The next day, Ann Althouse blogs about the article, noting that Greenhouse attributed the line “Liberty finds no refuge in a jurisprudence of doubt” from Planned Parenthood vs Casey  to Anthony Kennedy.  Althouse points out that the line was taken from a jointly written decision, and that to attribute it to only one justice (Kennedy) is not correct.

Act 2: Challenge Accepted

Ann Althouse posts a follow-up post after Linda Greenhouse emails her to dispute the quote mis-attribution charge. In her email, Greenhouse cites her source for attributing the line to Kennedy: the Jeffrey Toobin book “The Nine” and her own presence in the courtroom the day the justices read the Planned Parenthood vs Casey decision 24 years earlier. She recounts Kennedy leading off with the line in question, and the stir it created in the courtroom. She asserts that the act of reading the line verifies that he was the author. She ends the email with the line “Of course you are completely free to trash my opinions and my writing style.  I would caution you against challenging my facts.”

Althouse, choosing to ignore that last part,  located the original recording of the reading of the decision. She discovers that not only did Kennedy not lead off, but neither he nor anyone else reads the line that Greenhouse so clearly remembers hearing.

The book in question does attribute the line to him, but has no named source for that information.

Part 3: We’re All a Little Wrong Sometimes, Aren’t We Though?

Confronted with the recording that shows her memory was incorrect, Greenhouse emails Althouse again, conceding that “I guess it’s fair to say that each of us was right and each of us was wrong.”

Althouse posts that email, along with her complete rejection of Greenhouse’s conclusion here. She (Althouse) ends her post with “I didn’t say anything that was wrong. I have a way of blogging that keeps me out of trouble like that. I don’t make assertions about things I don’t know.”

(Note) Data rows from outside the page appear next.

PR #1674, opened 2022-10-14
Copy inputs in minifier as inductor now clears the list

anijain2305:
@eellison

### DIFF
--- a/torchdynamo/debug_utils.py
+++ b/torchdynamo/debug_utils.py
@@ -404,17 +404,18 @@ def wrap_compiler_debug(compiler_fn, compiler_name: str):
                     raise NotImplementedError(
                         "Accuracy minification is supported for inductor only"
                     )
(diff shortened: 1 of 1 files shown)


torchdynamo/debug_utils.py
```diff
@@ -404,24 +404,27 @@ def deferred_for_real_inputs(real_inputs):
                     raise NotImplementedError(
                         "Accuracy minification is supported for inductor only"
                     )
+                cloned_real_inputs = [x.clone() for x in real_inputs]
```
eellison, line 407: you can just clone the list - don't need to clone the inputs. `x.clone()` won't preserve strides (or use clone_preserve_strides or whatever it's called)

`list(real_inputs)`

eellison (approved):
lgtm but needs one small fix

torchdynamo/debug_utils.py
anijain2305: Good catch!

PR #1682, opened 2022-10-15
Don't only apply DDP optimizer on forward frames

davidberard98:
Previously a check would only apply DDP optimizer on frames named "forward".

Epilogue: One of my favorite books is Mistakes Were Made (But Not By Me) by Carol Tavris1. There’s a tremendous amount of research in to how and why we rewrite memories, and the book covers a lot of those reasons. The main takeaway here though is that we all need to guard against created memories and overconfidence in our facts….ESPECIALLY if you’re going to be writing for the New York Times and PARTICULARLY if you’re challenged.

The point of who exactly wrote that original line is a minor one to many people. Kennedy was certainly involved in with the decision, so naming him as a solo author isn’t that out there. If Greenhouse had merely cited the book that mentioned the line as his, I would never have thought twice about it. However, when she cited her own vivid recollection that turned out to be completely wrong I have to imagine nearly everyone reading the saga started questioning her more seriously.

To her credit, Greenhouse did fully admit her shock at discovering her memory was incorrect. Hopefully the lesson for all of us here is to be very cautious when we rely on an emotionally charged memory, and  EXTRA cautious when we tell someone not to challenge our facts.

1. Conservative readers be warned: in the very first chapter of the book Tavris lets some pretty liberal biased statements through as fact. She cuts this out (I think) after the first chapter, but it’s really bugged at least one person I’ve recommended the book to. I think it’s worthwhile despite that, but YMMV.